Potalivo replica con una serie di interrogative retoriche e citazioni di normative. Di seguito la trascrizione dell'intervento di Fabio De Risio in Consiglio (la parte che sui social ha pubblicato sotto forma di video), pubblicato sui social il 27 gennaio, e la replica di Antonio Potalivo di oggi. In fondo l'inervento della sindaca Simona Contucci in Consiglio comunale, con cui ha spiegato il voto contrario della maggioranza.

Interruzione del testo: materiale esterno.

PR #13998, opened 2023-05-15
 Add functionality for sequence loop or alternative #13914 new

a21aldsa:
Since the first branch had so many issues, this is the new branch that will be merged into fix3 of v6. see #13980 for explanation on what this new element is and can do.

### DIFF
--- a/DuggaSys/diagram.js
+++ b/DuggaSys/diagram.js
@@ -9828,7 +9828,7 @@ function drawElement(element, ghosted = false)
         }
 
         let splitAlternatives = element.alternatives.map(line => {
-            return splitLengthyLine(line, maxCharactersPerLine);
+            return splitLengthyLine(line, maxLengthOfAlt);
         }).flat();
 
         //elemAlternatives = text.length;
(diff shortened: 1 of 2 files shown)


a19clasv:
It doesn't change the horizontal size if the new alternative is too long for its current size and letters get hidden if it's too narrow, but otherwise it works

a21aldsa:
> It doesn't change the horizontal size if the new alternative is too long for its current size and letters get hidden if it's too narrow, but otherwise it works

Fair, I'll implement a line break if the length of the text is suspected to be longer than the width of the element

a19clasv (approved):
I'm approving this because my suggested fixes aren't completely necessary and it works fine.

a19clasv:
Let me know when you're done pushing commits.

a21aldsa:
> Let me know when you're done pushing commits.

Done now, I ultimately decided this was not needed right now. I can be made into its own issue if need be.

a19clasv (approved):
Something hasn't broken since the last time I approved the changes. Maybe a separate issue should be made to finish off the horisontal text size issues.

b21eriho:
For tester, ensure the buttons in the pop-out work as these also had conflicts

a19clasv (approved):
Pop-out buttons work as well.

INTERVENTO DI FABIO DE RISIO NEL CONSIGLIO COMUNALE DEL 22/12/2025 (riproposto in video il 27/01/2026 sui social):
“Io sono sconvolto, sconvolto è dire poco. Cioè, io vi dico, vi prego di applicare la legge, Fabio De Risio viene qua e vi propone di applicare la legge e voi mi dite no, ma noi abbiamo il PAI, ma noi ci piace. Ci piace? Questo è un diritto, questo è un diritto delle famiglie e delle persone con disabilità. Non è che noi possiamo dire ci piace, ci piace cosa? Ci piace il gelato. Questa è la legge e voi avete il coraggio di dire a una mia mozione su una legge che ha una discussione di caratura nazionale, ci si interroga tutti i giorni del perché questa legge non viene riconosciuta e applicata da chi non la conosce, da chi ci viene a dire: “ah sì, questa legge non è conosciuta”. Ecco perché vi faccio questa mozione, perché questa legge non la conosce nessuno. Invece è una pietra miliare per occuparci delle persone con disabilità a 360°. Quindi se qui adesso, domani mattina arriva una richiesta e io invito tutte le persone con disabilità e le famiglie se fanno domanda al Comune di Montenero di Bisaccia per la 328 del 2000, voi non potete dire: “ma noi sai le difficoltà, dobbiamo parlare con la ASL perché sai”. No, voi dovete applicare la legge che dice che entro 30 giorni voi dovete convocare una riunione plenaria dove vi occupate a 360 ° del soggetto con disabilità. Questo dice la legge. Non dice mi piace o non mi piace, vedremo dopo. Qua siamo in ritardo, la legge è stata approvata nel 2000 l'Assessore alle politiche sociali, cioè il sindaco di Montenero di Bisaccia, mi viene a dire che la legge gli piace, che non la conosce nessuno e che poi ci faranno sapere se quando e come l'applicheranno. Questo è un sindaco, questo è un Assessore che non applica la legge che prevede che noi siamo qui per aiutare a 360° e voi soprattutto che prendete anche lo stipendio da Sindaco e da assessori per aiutare a 360° le persone con disabilità. Altro che ci piace. E avete il coraggio di votare no contro la legge, cioè voi votate no contro una legge dello Stato. Vergognatevi!” (link al post su Facebook)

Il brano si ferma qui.